[Excerpts from a dataset]
=== Begin Enclosure ===
PR #413, opened 2025-07-03
Moving StampedVariableSynchronizer from fuse_publishers to fuse_variables

DavidLocus:
Moves the StampedVariableSynchronizer from fuse _publishers to the fuse_variables package.


svwilliams (approved):
You even got the deprecated header fallback. :+1: 

Don't forget to port this change to the ROS2 version in the `rolling` branch as well.

anhillman (approved):

PR #414, opened 2025-07-08
Porting StampedVariableSynchronizer changes to ROS 2

DavidLocus:


fuse_variables/CMakeLists.txt
```diff
@@ -13,6 +13,7 @@ endif()
 
 find_package(ament_cmake_ros REQUIRED)
 find_package(fuse_core REQUIRED)
+find_package(fuse_graphs REQUIRED)
```
svwilliams: Since `fuse_graphs` is a test-only dependency, it seems like it should not be included in the main build? The CMake file in the `test` folder already finds `fuse_graphs` internally.

fuse_core/include/fuse_core/callback_wrapper.hpp
```diff
@@ -158,7 +158,7 @@ class CallbackAdapter : public rclcpp::Waitable
 public:
   explicit CallbackAdapter(std::shared_ptr<rclcpp::Context> context_ptr);
 
-  std::vector<std::shared_ptr<rclcpp::TimerBase>> get_timers() const override
+  std::vector<std::shared_ptr<rclcpp::TimerBase>> get_timers() const
```
svwilliams: The `override` keyword was removed. I'm wondering if this is a difference between `rolling` and `jazzy`? It may need to stay in place for `rolling`?

The `jazzy` version of `CallbackAdapter` doesn't have a `get_timers()` function at all.
https://github.com/locusrobotics/fuse/blob/jazzy/fuse_core/include/fuse_core/callback_wrapper.hpp

So I think this change should be dropped.

svwilliams (changes requested):

fuse_core/include/fuse_core/callback_wrapper.hpp
DavidLocus: That's fine, I will add it back, ROS2 Hotdog just doesn't build with the `override` keyword there which got extremely annoying very quickly

svwilliams (approved):

anhillman (approved):

PR #420, opened 2025-08-01
Add possibility to make variable constant during optimization in the base variable class

carlos-m159:


carlos-m159:
I will need to revisit this, closing it for now.

PR #422, opened 2026-03-06
Fix Ceres inclusion and path export

jprestwo:
Ceres is referenced in fuse header files and the existing way it was being included in fuse_core did not export the include paths for Ceres which breaks downstream packages when they include fuse_core headers.

This was only exposed through the per-package builds since the existing merged builds get lucky that all the include dirs are merged together.


garyservin (approved):

fuse_core/CMakeLists.txt
```diff
@@ -73,15 +83,16 @@ target_include_directories(${PROJECT_NAME}
...
     ${GLOG_INCLUDE_DIRS}
 )
 target_link_libraries(${PROJECT_NAME}
-  ${Boost_LIBRARIES}
-  ${catkin_LIBRARIES}
-  ${CERES_LIBRARIES}
-  ${GLOG_LIBRARIES}
+  PUBLIC
+    Ceres::ceres
+    ${catkin_INCLUDE_DIRS}
```
biancabnd: This should be `catkin_LIBRARIES` here

fuse_core/CMakeLists.txt
```diff
@@ -73,15 +83,16 @@ target_include_directories(${PROJECT_NAME}
   SYSTEM PUBLIC
     ${Boost_INCLUDE_DIRS}
     ${catkin_INCLUDE_DIRS}
-    ${CERES_INCLUDE_DIRS}
```
biancabnd, line 76: we don't need the include dirs here anymore?

jprestwo: I'm trying to remember... I may need to test again to be sure, but IIRC Ceres didn't export that variable, which is why I had to manually set `CERES_INCLUDEDIRS` from `INTERFACE_INCLUDE_DIRECTORIES`.

In my debugging I was printing out `CERES_INCLUDE_DIRS` and it was empty...

fuse_core/CMakeLists.txt
jprestwo: Good catch! I don't think it actually caused a problem funny enough, but I'll add it back

svwilliams (commented):
I want to be really careful here. `fuse` is a public, open-source repo. I don't want to break anything for official builds of ROS1, end of life though it may be. Do these changes work with older versions of Ceres (2.0, 2.1, etc) and Ubuntu? Should I make a devel branch specific to Ubuntu Jammy and/or Noble?

jprestwo:
> I want to be really careful here. fuse is a public, open-source repo. I don't want to break anything for official builds of ROS1, end of life though it may be. Do these changes work with older versions of Ceres (2.0, 2.1, etc) and Ubuntu? Should I make a devel branch specific to Ubuntu Jammy and/or Noble?

@svwilliams I'm unsure about older versions. But at the high level I think fuse was flat out broken anyways regarding this. I guess everyone out there does `--merge-install`?

The core issue is that ceres itself doesn't export the proper variables, or at least not `INCLUDE_DIRS`. 

Also, is this fork public? I don't see that it is...
Edit: I'm not well informed ^^^. Its indeed public :rofl:

jprestwo:
Also this bit specifically really is the correct way to do things:
```
 PUBLIC
    Ceres::ceres
    ${catkin_LIBRARIES}
```
There are headers in fuse_core which reference ceres headers, so these need to be defined as public otherwise anything including the fuse_core header won't be able to find the ceres headers. I think the big question (even for me) is about pulling in the include directories in somewhat of a non-standard fashion (i.e. not simply using `ceres_INCLUDE_DIRS`)

fuse_core/CMakeLists.txt
jprestwo: Ok actually I think you're right. I don't think this caused a build failure, but I'll keep this (except the new variable)

PR #434, opened 2026-08-15
Fix FixedLagSmoother crash on first optimization cycle in auto-start mode

ikhann:
## Problem

When the fixed-lag smoother is configured **without any ignition sensors** it auto-starts
("No ignition sensors were specified. Optimization will begin immediately."), and then aborts on
the very first sensor transaction:

```
[INFO] [...] [fixed_lag_node]: No ignition sensors were specified. Optimization will begin immediately.
terminate called after throwing an instance of 'std::runtime_error'
  what():  can't compare times with different time sources
[ros2run]: Aborted
```

## Root cause

`lag_expiration_` is default-constructed, which produces an `rclcpp::Time` with the
`RCL_SYSTEM_TIME` clock type. On the first optimization cycle it is passed to `processQueue()`
before ever being assigned, and compared against `RCL_ROS_TIME` sensor stamps
(`if (min_stamp < lag_expiration)`), which throws. The exception escapes the optimization thread,
so the whole node terminates.

Configurations with an ignition sensor return from `processQueue()` before reaching that
comparison, which is why this only manifests in auto-start mode. The existing
`// TODO(CH3): We might have to make sure lag_expiration_ has been initialised` at the
`processQueue()` call site, and the reset path (which already re-initializes `lag_expiration_`
with `RCL_ROS_TIME`), both point at this.

## Reproduction (before this patch)

Any config with a sensor model but no ignition sensor, e.g. Unicycle2D + Odometry2D, then:

```bash
ros2 run fuse_optimizers fixed_lag_smoother_node --ros-args -r __node:=fixed_lag_node --params-file autostart.yaml
ros2 topic pub -r 2 /odom nav_msgs/msg/Odometry "{header: auto, pose: {pose: {position: {x: 1.0}}, covariance: [...]}}"
```

The node aborts on the first optimization cycle after the first message.

## Fix

Initialize the member with the `RCL_ROS_TIME` clock type, mirroring the existing `start_time_`
member two declarations below it. The now-resolved TODO comment is removed.


veluneos:
Hi — I independently reproduced the before/after behavior around this PR and ran the resulting executions through a structural comparison.

I used the current base commit as the Reference and this PR head as the Target, with alternating run order (R1 → T1 → R2 → T2).

The result was consistent across all four trials: the Reference runs terminated on the first optimization cycle before producing any `/odom` output, while the Target runs remained active and produced 55 `/odom` messages over the same bounded run.

Across all four Reference→Target comparisons, VeluneOS surfaced `/odom` as a Target-only stream with roughly 5.7 seconds of unmatched coverage. The same-condition controls were substantially quieter, below 20 ms.

I’m not treating this as an independent judgment that the proposed fix should be merged or as a separate root-cause conclusion. I’m testing whether before/after runtime comparison can consistently localize where execution behavior diverges.

If useful, I can share the exact commits, reproduction setup, run matrix, raw captures, and comparison outputs.

If there’s a current internal before/after robotics run where this kind of structural review would be useful, I’d also be interested in running the same comparison on one Reference/Target pair.

PR #1014, opened 2022-05-14
Update docs for tagged-all, tagged-any

jarpy:
The docstrings for these streams had two issues:

- `tagged-any` contained an example of `tagged-all`
- Both suggested that the user can pass a string an an argument, but
  that will not work as expected.

Calling `(tagged-any "foo" prn)` will return a stream that prints events
that are tagged `(char 102)` or `(char 111)` (which are of type
`java.lang.Character`). It will not match the `java.lang.String` `"foo"`,
which is what the user would expect.

Refer: https://groups.google.com/g/riemann-users/c/KPnoqh8dC9M

### DIFF
--- a/src/riemann/streams.clj
+++ b/src/riemann/streams.clj
@@ -1294,7 +1294,6 @@
   Can be used as a predicate in a where form.
 
   ```clojure
-  (tagged-all \"foo\" prn)
   (tagged-all [\"foo\" \"bar\"] prn)
   ```"
   [tags & children]
@@ -1317,8 +1316,7 @@
   Can be used as a predicate in a where form.
 
   ```clojure
-  (tagged-any \"foo\" prn)
-  (tagged-all [\"foo\" \"bar\"] prn)
+  (tagged-any [\"foo\" \"bar\"] prn)
   ```"
   [tags & children]
   (let [tag-coll (flatten [tags])]


sanel:
Unless I'm mistaken, because of this [1] it can accept strings that will be converted to collection, so docstring and tests are correct. This is also confirmed by tests [2] and [3].

I'm not sure how you got that `(tagged-any "foo" prn)` emits each character, but after quick testing on 0.3.6 this is how it behaves:

```clojure
; riemann.config
(let [index (index)]
  (streams
   (tagged-any "test" prn)))
```

```sh
# shell
riemann-client send -S "test/test" -t test -T 127.0.0.1

# riemann.log
riemann.codec.Event{:host nil, :service "test/test", :state nil, :description nil, :metric nil, :tags ["test"], :time 1.652525815269E9, :ttl nil, :x-client "riemann-c-client"}
```

[1] https://github.com/riemann/riemann/blob/main/src/riemann/streams.clj#L1301
[2] https://github.com/riemann/riemann/blob/main/test/riemann/streams_test.clj#L263
[3] https://github.com/riemann/riemann/blob/main/test/riemann/streams_test.clj#L289

jarpy:
You are not mistaken, I indeed am! :)

I did all my testing with the predicate functions and somehow missed the extended behavior of the stream functions (even though, when I look at my editor, me last test config was using a stream function).

What I might do is come back with a patch that allows the predicate functions to also take a string, because the difference in behavior between them and stream functions surprises people.

Thanks very much for the review and detailed comments.

jarpy:
Raised #1015 to correct the little copy/paste error.

Closing this one.

jarpy:
> What I might do is come back with a patch that allows the predicate functions to also take a string[..]

Hmmm... never mind. I see from #1011 that the predicate functions are performance-critical, since, naturally, they are called for every event. So, yeah, I think the docs just a need a little bit of love to help new users understand the differences.

PR #1015, opened 2022-05-14
Fix cut-n-paste error in tagged-any docstring

jarpy:
This looks like a simple copy/paste error in a docstring. I think it's worth fixing because, to a new reader, it looks like it's comparing syntactic differences between `tagged-all` and `tagged-any`.


jamtur01:
Thanks!

PR #1026, opened 2022-08-04
add prefix to graphite tags

skob:
if graphite tags are `service` or something like, it's just silently disappears


jamtur01:
Can you give me some more information on what you're seeing here?

skob:
if event from graphite come with tags from reserved keywords (like `my.series;service=value1;host=value2 ` etc), then event will become {:host "value2", :service "value1"}

PR #1029, opened 2022-09-22
Fix expectation/test order in the test section

smortex:
= expect the expected result as first argument and the actual code as
second argument, otherwise the test output is inconsistent:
=== End Enclosure ===
The lines to return are those in the records above that hold the word "sensors".

# Task answer
When the fixed-lag smoother is configured **without any ignition sensors** it auto-starts
("No ignition sensors were specified. Optimization will begin immediately."), and then aborts on
[INFO] [...] [fixed_lag_node]: No ignition sensors were specified. Optimization will begin immediately.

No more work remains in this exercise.